**YOUR TASK**
In the data below, count how many lines contain "please" and give that number by itself.

Collected data entries:
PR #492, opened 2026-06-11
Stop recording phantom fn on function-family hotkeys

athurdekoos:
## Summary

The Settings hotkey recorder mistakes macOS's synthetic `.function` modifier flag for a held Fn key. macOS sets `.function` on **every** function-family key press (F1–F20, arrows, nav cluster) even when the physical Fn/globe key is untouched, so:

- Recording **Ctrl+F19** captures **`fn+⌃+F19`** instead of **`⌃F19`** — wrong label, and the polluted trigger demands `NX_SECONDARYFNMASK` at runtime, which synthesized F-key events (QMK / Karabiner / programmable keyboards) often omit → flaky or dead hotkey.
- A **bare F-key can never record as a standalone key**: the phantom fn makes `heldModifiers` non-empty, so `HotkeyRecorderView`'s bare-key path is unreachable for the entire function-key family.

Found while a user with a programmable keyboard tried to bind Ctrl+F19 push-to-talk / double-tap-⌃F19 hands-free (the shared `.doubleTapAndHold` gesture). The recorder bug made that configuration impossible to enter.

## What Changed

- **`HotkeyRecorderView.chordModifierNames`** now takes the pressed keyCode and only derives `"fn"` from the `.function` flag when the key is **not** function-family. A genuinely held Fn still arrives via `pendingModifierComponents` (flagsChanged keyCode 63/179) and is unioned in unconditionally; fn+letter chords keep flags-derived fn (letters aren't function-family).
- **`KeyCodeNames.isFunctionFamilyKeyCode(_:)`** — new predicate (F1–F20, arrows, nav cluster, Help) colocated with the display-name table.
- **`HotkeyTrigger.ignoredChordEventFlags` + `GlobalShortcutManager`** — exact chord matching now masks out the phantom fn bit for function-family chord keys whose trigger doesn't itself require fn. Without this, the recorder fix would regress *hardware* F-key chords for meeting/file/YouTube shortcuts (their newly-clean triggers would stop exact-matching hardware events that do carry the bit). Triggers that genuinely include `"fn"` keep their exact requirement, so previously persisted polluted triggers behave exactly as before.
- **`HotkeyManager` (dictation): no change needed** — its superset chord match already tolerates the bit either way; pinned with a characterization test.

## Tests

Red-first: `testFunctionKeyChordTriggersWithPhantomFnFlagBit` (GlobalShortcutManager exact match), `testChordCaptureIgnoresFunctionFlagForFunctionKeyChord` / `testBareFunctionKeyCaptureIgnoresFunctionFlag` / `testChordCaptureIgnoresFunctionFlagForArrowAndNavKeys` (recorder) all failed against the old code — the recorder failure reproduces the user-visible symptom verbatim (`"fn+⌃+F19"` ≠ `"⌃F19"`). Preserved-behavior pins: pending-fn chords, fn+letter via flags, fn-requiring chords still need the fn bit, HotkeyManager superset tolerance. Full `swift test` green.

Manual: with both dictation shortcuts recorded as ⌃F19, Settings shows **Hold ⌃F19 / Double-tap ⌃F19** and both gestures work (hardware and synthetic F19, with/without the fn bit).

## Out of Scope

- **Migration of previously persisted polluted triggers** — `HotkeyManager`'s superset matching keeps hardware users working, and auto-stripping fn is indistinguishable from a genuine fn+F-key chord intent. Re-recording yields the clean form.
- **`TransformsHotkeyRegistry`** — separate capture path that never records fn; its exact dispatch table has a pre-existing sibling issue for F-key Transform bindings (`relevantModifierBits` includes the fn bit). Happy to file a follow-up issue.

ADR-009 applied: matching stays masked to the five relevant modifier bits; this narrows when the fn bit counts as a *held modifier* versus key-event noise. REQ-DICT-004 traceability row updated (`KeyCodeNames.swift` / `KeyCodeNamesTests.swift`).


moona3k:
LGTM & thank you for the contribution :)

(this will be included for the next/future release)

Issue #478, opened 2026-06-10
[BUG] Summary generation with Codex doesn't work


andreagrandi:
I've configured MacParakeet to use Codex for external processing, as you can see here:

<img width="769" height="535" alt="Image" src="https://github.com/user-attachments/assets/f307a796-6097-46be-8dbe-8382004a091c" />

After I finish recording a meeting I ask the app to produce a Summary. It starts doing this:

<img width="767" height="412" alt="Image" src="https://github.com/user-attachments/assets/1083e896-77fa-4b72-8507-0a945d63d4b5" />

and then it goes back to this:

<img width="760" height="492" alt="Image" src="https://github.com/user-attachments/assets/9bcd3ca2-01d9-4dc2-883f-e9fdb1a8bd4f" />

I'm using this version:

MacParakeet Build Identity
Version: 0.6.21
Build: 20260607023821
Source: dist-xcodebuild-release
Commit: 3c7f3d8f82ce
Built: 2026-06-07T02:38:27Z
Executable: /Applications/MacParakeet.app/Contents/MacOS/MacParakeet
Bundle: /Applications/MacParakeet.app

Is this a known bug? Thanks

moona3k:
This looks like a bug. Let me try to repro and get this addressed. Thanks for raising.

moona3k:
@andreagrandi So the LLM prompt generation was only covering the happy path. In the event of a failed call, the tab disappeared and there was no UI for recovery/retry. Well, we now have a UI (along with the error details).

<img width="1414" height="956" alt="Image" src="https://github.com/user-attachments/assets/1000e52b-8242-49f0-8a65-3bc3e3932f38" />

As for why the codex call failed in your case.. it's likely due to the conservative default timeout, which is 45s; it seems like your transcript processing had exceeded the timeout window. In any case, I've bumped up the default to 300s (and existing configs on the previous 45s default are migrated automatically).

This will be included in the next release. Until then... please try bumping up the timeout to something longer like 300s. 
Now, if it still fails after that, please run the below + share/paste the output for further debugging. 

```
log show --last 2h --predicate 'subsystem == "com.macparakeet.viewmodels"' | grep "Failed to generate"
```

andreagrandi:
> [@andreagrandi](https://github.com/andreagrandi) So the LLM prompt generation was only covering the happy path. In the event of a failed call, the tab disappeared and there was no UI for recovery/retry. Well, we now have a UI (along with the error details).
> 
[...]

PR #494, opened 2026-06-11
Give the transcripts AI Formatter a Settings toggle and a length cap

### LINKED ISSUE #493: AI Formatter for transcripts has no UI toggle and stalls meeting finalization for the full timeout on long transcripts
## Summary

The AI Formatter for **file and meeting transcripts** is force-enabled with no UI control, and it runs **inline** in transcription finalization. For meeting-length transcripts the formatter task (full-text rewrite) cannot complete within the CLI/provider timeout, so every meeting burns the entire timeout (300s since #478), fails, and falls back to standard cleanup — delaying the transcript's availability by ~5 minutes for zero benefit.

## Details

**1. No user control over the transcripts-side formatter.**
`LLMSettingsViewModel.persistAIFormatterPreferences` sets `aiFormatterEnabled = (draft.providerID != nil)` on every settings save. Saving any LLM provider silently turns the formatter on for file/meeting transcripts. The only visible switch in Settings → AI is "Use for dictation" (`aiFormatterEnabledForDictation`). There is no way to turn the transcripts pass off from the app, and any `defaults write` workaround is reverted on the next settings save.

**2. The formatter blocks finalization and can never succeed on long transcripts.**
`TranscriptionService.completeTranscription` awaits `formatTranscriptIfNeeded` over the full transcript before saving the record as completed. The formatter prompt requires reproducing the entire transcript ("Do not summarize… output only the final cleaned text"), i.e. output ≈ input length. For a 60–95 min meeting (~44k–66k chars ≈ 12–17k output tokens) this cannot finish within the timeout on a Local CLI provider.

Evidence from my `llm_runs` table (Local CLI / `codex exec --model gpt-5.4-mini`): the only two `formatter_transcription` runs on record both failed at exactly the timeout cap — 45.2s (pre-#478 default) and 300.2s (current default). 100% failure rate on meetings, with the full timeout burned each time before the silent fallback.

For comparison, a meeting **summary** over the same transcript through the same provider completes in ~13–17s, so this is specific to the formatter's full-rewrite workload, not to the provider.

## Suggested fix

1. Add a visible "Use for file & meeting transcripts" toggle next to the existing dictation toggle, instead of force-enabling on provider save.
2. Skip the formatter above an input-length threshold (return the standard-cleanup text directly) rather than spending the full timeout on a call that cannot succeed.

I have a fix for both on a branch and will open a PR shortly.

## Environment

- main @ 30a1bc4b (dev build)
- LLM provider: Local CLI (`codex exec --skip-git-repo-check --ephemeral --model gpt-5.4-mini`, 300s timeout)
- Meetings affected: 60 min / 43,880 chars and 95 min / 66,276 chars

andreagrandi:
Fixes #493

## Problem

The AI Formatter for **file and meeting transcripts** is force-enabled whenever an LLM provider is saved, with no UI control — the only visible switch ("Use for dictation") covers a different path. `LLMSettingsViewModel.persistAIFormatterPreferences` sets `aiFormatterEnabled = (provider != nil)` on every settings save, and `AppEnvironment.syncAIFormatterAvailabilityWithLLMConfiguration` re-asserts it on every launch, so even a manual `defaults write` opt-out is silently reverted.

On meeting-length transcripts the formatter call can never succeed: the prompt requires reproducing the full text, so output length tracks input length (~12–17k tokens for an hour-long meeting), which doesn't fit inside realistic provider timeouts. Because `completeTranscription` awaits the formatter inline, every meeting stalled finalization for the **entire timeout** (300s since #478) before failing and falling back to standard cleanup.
--
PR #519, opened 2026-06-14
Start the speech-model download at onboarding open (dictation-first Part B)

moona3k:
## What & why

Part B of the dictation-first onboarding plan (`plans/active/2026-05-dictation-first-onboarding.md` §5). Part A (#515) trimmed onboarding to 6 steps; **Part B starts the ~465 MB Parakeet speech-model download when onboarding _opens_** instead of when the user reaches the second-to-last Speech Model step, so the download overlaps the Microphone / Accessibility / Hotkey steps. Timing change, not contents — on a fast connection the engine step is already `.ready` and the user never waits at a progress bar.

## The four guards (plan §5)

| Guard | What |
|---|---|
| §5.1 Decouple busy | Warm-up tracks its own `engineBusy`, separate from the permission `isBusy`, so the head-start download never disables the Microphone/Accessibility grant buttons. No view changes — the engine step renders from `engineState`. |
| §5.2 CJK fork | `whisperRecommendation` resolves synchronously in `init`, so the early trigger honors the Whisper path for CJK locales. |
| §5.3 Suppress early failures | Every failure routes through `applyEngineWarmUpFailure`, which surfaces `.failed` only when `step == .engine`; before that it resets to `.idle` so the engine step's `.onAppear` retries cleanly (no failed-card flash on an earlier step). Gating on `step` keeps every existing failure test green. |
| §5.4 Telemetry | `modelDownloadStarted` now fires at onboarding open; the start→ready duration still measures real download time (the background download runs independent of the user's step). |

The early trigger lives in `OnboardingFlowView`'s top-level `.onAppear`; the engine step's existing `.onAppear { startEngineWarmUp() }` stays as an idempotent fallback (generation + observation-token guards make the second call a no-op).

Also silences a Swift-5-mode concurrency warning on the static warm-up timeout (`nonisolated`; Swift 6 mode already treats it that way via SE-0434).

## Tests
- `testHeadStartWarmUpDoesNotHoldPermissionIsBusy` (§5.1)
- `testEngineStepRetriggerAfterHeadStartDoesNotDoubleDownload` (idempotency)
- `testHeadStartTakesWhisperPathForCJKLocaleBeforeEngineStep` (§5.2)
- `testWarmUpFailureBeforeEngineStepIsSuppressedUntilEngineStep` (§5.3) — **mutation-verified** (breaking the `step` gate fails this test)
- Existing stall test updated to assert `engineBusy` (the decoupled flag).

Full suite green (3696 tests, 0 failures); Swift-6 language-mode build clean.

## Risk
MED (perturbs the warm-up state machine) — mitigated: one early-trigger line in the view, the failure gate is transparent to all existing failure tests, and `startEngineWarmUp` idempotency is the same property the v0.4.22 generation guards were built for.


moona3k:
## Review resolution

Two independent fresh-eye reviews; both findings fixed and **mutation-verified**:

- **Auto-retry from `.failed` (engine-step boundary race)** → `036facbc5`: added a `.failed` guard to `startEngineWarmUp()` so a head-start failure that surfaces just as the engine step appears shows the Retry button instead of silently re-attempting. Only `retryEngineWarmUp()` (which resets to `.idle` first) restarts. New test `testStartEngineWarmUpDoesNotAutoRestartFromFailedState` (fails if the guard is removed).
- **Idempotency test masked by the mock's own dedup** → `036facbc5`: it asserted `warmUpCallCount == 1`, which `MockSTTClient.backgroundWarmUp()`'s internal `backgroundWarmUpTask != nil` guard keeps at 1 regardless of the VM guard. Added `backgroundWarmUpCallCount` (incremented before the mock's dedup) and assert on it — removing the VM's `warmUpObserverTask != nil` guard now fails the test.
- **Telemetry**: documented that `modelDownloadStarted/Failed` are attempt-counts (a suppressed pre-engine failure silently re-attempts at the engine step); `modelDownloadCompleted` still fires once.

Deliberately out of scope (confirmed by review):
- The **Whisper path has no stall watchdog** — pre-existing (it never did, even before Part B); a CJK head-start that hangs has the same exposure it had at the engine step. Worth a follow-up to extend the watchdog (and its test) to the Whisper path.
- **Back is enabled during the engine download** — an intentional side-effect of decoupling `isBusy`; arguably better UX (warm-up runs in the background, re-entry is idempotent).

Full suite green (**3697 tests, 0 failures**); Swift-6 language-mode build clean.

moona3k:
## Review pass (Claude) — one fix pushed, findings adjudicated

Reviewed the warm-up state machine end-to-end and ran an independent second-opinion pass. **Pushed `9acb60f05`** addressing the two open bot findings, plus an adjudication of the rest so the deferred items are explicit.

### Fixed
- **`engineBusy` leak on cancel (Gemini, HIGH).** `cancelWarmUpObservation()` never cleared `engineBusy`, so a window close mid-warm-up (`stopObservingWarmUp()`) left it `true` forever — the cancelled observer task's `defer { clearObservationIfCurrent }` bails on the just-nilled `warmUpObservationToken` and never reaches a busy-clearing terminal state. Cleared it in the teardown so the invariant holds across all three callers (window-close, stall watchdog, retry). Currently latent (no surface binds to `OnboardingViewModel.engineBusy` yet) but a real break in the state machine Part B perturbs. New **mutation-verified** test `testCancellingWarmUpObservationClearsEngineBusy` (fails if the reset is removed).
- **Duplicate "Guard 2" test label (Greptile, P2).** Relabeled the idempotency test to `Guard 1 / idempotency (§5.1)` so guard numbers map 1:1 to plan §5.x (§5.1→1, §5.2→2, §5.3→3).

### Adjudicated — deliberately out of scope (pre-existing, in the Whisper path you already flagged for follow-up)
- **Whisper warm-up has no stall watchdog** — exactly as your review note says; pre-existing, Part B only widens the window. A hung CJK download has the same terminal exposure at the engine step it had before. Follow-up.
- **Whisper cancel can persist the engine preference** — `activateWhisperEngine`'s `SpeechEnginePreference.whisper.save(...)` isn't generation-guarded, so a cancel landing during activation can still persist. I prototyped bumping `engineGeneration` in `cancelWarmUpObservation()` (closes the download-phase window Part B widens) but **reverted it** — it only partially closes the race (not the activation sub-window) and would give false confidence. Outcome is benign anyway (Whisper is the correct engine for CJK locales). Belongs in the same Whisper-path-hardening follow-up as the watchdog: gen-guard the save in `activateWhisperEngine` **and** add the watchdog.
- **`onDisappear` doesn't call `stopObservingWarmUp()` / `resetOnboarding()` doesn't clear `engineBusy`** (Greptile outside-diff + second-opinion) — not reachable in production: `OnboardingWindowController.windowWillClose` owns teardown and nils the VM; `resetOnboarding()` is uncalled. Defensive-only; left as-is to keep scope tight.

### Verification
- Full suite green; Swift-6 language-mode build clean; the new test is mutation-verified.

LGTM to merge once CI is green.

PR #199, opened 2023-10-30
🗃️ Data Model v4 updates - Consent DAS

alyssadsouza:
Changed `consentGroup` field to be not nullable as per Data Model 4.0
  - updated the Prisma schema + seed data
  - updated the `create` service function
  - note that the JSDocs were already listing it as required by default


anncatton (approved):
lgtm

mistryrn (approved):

**SOLUTION TO THIS PROBLEM**
2